[Saved entries]
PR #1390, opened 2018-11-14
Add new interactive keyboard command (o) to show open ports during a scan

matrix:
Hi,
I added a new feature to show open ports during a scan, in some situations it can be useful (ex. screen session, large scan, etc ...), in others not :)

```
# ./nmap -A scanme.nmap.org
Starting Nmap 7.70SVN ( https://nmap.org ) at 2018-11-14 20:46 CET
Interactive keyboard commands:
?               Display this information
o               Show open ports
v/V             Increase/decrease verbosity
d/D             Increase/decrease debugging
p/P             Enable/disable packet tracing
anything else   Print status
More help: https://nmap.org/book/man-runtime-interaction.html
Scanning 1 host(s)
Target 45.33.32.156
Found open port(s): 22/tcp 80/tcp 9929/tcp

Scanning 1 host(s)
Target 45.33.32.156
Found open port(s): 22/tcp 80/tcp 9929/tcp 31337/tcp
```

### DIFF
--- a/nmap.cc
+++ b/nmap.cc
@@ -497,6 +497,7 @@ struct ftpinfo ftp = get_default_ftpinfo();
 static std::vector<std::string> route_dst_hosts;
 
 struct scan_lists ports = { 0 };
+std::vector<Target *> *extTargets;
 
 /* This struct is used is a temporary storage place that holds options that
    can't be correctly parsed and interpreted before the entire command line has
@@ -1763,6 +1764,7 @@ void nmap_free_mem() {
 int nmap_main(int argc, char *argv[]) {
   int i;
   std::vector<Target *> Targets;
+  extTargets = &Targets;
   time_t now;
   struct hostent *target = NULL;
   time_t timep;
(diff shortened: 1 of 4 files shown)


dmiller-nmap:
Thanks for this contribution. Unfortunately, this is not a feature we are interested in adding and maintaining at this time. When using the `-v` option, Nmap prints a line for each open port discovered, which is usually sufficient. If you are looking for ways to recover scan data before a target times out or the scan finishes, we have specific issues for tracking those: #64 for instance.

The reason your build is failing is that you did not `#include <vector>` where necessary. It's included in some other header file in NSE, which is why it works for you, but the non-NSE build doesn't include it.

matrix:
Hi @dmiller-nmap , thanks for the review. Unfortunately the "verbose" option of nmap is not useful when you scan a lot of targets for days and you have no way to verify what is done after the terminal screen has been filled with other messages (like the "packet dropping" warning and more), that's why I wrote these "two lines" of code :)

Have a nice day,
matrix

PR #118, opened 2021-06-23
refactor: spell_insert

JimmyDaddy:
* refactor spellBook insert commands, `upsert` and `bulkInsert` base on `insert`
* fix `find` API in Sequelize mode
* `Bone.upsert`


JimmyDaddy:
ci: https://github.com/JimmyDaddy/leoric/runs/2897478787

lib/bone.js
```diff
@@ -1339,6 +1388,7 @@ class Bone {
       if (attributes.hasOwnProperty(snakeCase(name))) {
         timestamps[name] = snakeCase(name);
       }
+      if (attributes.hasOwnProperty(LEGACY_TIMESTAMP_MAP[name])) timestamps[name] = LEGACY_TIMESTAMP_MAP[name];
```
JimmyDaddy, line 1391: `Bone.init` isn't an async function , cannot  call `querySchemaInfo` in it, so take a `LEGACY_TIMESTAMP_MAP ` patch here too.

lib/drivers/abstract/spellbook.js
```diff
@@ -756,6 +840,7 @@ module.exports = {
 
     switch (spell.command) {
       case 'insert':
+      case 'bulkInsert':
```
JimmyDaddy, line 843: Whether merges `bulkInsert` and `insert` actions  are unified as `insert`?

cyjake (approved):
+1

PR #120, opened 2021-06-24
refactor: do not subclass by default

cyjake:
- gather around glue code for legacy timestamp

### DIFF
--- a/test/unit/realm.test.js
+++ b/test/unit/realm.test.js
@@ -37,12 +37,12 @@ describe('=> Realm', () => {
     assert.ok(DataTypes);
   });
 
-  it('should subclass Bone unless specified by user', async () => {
--
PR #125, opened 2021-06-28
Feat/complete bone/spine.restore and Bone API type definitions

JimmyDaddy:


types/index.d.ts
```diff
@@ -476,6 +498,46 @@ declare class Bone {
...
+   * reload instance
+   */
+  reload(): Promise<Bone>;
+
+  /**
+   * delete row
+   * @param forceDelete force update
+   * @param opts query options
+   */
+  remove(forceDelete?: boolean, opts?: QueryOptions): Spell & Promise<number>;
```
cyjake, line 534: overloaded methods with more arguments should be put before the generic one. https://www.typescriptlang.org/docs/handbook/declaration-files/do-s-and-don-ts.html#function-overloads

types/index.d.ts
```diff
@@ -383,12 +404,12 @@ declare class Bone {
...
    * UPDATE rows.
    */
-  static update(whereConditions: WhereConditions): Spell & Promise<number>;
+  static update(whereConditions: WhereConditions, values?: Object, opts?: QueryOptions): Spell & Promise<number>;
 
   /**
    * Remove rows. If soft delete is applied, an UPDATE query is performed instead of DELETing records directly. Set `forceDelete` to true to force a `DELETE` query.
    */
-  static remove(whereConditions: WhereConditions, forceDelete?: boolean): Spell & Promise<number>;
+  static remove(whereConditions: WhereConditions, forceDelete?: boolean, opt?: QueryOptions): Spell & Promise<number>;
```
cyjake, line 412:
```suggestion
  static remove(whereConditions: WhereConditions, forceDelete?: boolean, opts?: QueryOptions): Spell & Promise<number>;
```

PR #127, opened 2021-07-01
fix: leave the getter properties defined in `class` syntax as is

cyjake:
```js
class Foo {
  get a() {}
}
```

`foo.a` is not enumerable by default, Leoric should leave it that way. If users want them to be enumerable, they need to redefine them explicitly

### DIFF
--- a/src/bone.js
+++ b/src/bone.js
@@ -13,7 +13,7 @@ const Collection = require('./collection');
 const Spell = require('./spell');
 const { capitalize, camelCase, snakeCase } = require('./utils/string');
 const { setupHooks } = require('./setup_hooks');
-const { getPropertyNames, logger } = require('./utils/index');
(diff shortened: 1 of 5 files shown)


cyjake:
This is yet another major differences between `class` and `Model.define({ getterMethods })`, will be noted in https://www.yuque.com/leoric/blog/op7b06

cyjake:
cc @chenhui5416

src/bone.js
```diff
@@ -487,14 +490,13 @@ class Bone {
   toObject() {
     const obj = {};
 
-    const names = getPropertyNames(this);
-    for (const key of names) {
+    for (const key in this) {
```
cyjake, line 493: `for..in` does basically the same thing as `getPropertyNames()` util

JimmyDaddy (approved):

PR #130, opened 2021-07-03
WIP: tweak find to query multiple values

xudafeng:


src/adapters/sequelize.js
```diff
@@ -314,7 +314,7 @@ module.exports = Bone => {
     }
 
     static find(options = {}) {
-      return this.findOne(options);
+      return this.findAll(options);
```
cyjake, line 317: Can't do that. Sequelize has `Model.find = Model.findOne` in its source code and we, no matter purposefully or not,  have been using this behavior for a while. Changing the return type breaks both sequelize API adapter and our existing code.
--
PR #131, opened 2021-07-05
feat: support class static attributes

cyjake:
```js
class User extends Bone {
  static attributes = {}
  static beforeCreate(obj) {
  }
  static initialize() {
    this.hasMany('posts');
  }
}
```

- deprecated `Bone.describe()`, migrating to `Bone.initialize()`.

■ YOUR INSTRUCTIONS
Taking the records above, retype every line from the one with "refactor: do not subclass by default" down to the one with "it('should subclass Bone", exactly and with nothing else.

■ ANSWER SECTION
refactor: do not subclass by default

cyjake:
- gather around glue code for legacy timestamp

### DIFF
--- a/test/unit/realm.test.js
+++ b/test/unit/realm.test.js
@@ -37,12 +37,12 @@ describe('=> Realm', () => {
     assert.ok(DataTypes);
   });
 
-  it('should subclass Bone unless specified by user', async () => {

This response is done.